Your objective: Look below for the line containing "I think this" and the line containing "instead of dlv"; repeat exactly those two lines and all lines between them, and nothing else.

Input data:
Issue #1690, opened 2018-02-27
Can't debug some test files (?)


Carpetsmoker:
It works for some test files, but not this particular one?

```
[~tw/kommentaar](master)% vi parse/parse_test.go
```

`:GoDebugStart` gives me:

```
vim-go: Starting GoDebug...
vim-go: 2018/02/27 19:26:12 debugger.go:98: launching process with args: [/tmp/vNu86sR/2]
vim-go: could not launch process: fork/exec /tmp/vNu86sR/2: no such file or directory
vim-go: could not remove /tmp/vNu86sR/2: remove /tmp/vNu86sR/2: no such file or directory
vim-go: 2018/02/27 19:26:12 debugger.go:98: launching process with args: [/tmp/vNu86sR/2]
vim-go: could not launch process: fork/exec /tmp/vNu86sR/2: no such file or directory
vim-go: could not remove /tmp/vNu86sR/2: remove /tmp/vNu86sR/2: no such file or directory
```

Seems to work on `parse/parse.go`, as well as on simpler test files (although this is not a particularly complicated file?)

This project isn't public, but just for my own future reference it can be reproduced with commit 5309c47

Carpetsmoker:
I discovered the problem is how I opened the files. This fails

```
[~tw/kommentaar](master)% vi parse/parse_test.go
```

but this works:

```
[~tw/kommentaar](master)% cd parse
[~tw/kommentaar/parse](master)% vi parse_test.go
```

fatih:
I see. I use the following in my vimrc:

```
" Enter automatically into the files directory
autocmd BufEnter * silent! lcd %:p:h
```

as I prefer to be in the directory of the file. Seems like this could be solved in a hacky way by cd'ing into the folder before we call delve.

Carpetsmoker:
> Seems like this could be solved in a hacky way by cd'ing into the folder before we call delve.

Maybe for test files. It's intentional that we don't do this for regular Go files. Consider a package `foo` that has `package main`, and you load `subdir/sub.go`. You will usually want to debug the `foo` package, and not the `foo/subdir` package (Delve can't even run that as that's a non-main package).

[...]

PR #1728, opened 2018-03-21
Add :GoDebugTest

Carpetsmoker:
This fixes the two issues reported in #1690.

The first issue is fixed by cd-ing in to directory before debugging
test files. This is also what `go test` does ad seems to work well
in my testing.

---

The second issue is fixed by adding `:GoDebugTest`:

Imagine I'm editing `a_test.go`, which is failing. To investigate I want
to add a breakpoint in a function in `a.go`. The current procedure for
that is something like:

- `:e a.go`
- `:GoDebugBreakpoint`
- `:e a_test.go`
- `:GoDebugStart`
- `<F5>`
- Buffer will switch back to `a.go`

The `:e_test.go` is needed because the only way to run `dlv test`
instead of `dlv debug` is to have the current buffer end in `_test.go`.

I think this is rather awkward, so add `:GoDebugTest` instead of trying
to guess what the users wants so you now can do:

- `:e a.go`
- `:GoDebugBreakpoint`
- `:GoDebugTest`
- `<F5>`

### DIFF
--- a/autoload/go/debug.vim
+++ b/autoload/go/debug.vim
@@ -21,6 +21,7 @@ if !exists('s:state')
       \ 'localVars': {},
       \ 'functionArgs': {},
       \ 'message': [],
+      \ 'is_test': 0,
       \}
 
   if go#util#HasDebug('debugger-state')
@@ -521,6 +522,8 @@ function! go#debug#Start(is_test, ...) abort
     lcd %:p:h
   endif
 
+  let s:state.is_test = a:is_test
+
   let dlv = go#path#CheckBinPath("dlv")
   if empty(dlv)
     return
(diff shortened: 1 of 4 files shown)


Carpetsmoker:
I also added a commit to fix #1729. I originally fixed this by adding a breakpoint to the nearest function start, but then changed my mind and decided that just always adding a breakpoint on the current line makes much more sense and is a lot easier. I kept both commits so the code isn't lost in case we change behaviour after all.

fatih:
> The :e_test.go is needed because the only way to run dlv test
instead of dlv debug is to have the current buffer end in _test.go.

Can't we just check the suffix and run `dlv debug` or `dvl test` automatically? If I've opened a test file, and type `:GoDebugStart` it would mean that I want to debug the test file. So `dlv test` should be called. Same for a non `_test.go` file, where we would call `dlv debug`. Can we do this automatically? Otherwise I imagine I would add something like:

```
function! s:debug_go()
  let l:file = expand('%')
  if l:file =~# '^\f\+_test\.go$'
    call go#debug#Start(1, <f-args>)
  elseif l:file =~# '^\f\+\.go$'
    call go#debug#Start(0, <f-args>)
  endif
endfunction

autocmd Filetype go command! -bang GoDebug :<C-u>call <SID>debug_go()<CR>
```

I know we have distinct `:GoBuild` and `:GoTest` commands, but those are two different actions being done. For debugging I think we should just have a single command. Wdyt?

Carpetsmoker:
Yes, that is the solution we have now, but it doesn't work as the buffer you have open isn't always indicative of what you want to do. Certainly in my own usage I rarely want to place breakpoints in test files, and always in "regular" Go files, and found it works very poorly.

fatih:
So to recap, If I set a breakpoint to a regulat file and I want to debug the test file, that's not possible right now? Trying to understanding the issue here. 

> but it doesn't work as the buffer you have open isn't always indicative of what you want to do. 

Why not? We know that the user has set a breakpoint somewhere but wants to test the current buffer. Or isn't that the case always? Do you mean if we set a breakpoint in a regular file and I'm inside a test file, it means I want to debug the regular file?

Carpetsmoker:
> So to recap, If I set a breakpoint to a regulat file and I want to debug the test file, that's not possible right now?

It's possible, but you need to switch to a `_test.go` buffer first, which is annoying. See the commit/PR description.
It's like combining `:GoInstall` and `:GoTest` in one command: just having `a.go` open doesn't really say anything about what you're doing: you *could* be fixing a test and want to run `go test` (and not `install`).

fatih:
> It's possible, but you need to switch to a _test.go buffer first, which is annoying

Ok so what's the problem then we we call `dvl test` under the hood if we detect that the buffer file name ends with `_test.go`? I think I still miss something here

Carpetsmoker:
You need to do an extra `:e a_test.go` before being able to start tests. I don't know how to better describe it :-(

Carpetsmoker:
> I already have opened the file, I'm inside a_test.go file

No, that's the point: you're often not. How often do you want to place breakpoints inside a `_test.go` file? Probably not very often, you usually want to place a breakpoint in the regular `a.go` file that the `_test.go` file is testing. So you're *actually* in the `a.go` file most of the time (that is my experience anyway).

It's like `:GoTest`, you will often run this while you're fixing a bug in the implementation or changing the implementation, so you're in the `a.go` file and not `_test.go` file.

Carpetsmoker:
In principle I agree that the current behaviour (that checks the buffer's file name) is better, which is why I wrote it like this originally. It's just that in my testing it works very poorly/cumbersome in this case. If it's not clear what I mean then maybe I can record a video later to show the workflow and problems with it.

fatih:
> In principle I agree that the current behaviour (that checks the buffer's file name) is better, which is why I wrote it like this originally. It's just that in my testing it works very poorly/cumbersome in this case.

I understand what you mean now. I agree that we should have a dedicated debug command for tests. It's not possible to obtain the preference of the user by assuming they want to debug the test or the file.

--

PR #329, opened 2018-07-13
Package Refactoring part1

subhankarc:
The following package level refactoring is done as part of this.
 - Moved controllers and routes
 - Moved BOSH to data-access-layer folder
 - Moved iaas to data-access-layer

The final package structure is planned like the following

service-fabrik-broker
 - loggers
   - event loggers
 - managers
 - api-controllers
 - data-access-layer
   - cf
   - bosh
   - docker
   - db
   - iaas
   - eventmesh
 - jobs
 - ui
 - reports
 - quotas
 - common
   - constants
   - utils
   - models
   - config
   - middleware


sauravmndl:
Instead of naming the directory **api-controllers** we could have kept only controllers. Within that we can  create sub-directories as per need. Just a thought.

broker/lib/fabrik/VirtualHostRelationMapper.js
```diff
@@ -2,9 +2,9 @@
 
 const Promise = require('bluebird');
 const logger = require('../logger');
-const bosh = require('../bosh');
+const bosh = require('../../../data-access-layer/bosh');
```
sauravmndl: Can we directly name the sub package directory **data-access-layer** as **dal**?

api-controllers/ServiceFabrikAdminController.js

Task output:
I think this is rather awkward, so add `:GoDebugTest` instead of trying
to guess what the users wants so you now can do:

- `:e a.go`
- `:GoDebugBreakpoint`
- `:GoDebugTest`
- `<F5>`

### DIFF
--- a/autoload/go/debug.vim
+++ b/autoload/go/debug.vim
@@ -21,6 +21,7 @@ if !exists('s:state')
       \ 'localVars': {},
       \ 'functionArgs': {},
       \ 'message': [],
+      \ 'is_test': 0,
       \}
 
   if go#util#HasDebug('debugger-state')
@@ -521,6 +522,8 @@ function! go#debug#Start(is_test, ...) abort
     lcd %:p:h
   endif
 
+  let s:state.is_test = a:is_test
+
   let dlv = go#path#CheckBinPath("dlv")
   if empty(dlv)
     return
(diff shortened: 1 of 4 files shown)


Carpetsmoker:
I also added a commit to fix #1729. I originally fixed this by adding a breakpoint to the nearest function start, but then changed my mind and decided that just always adding a breakpoint on the current line makes much more sense and is a lot easier. I kept both commits so the code isn't lost in case we change behaviour after all.

fatih:
> The :e_test.go is needed because the only way to run dlv test
instead of dlv debug is to have the current buffer end in _test.go.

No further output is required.